Zwei Genres haben den Ruf des tschechischen Films geprägt. Zum einen war es die bittersüße Mischung aus Satire und Sentimentalität in der Tradition des braven Soldaten Schwejk. Mit solchem Schalk im Nacken konnten Regisseure wie Jiri Menzel und der frühe Milos Forman die Zensur unterlaufen. Das zweite, verbreitetere Genre ist der Kinderfilm. Tschechische Filmemacher verstehen es einfach, mit Kindern vor der Kamera umzugehen. Regisseur Jan Sverak ist der neue Stern am tschechischen Filmhimmel, weil er beide Elemente in gefälliger Form verbindet. „Kolya“ erzählt die Geschichte eines alternden Schlitzohrs, das unverhofft mit einem kleinen Kind konfrontiert wird. Nachdem bereits Sveraks Debüt „Die Grundschule“ für einen Oscar nominiert worden war, bekam sein vierter Film die Trophäe tatsächlich. Nun bringen ihn US-Großverleihe in die Kinos der Welt.

Der Charme der Zeit

Die Geschichte spielt 1988. Der leicht regimekritsche Cellist Frantisek darf nicht in Orchestern musizieren, sondern nur auf Beerdigungen.
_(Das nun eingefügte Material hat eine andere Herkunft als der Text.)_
Issue #2393, opened 2020-09-07
[Suggestion] Load or export user configuration file in a GUI environment


lucydodo:
Describe the new feature
--------------------------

Den Mangel an beruflichem Erfolg kompensiert das herzige Rauhbein bei schönen Frauen; sie verfallen dem Charme des ergrauten 55-Jährigen in beeindruckender Anzahl (Darsteller Zdenek Sverak, überdies Vater des Regisseurs, hat sich die Rolle selbst auf den Leib geschrieben). Eines Tages winkt ihm ein lukrativer Job: eine Scheinheirat mit einer Russin, die einen tschechischen Paß benötigt. Frantisek willigt ein – und steht kurz darauf allein mit dem fünfjährigen Sohn der geflüchteten Frau da. Zunächst will der eingefleischte Single das lästige Kind Kolya rasch wieder loszuwerden. Zusehends aber gewinnt er es lieb …

Komik mit Herzblut

und Spezifischen Charme verleiht dem Film einerseits die Handlungszeit: Der Umbruch zeichnet sich ab, da erinnert der Film an die glorreichen Tage der sogenannten Samtenen Revolution. Darüber hinaus spinnt er eine Versöhnungs-Fantasie: Der kleine Kolya, der nur russisch spricht, hat es in Prag nicht leicht. Seine Landsleute werden als Besatzer empfunden, selbst Frantiseks alte Mutter hat kein Herz für den sowjetischen Anhang ihres Sohns. Im Entstehungsland wurde das Melodram daher als Bericht zur Lage der Nation diskutiert. Das internationale Publikum kann solche Feinheiten zur Kenntnis nehmen, muß es aber nicht. Denn sie sind auf eine Geschichte draufgesetzt, die ebensogut in Los Angeles mit Robin Williams hätte verfilmt werden können. Diesen Mix aus universell funktionalem Mainstream-Kino und charmanten lokalen Besonderheiten beherrscht der Film perfekt. Man könnte ihm Glattheit vorwerfen – würden nicht klug eingesetzte Komik, die gepflegt in warmen Farbtönen schwelgende Kamera, die spürbar mit Herzblut erdachten Charaktere und der hinreißende (wirklich russische) Kinderstar Andrej Chalimon solcher Kritik den Wind aus den Segeln nehmen. (cb)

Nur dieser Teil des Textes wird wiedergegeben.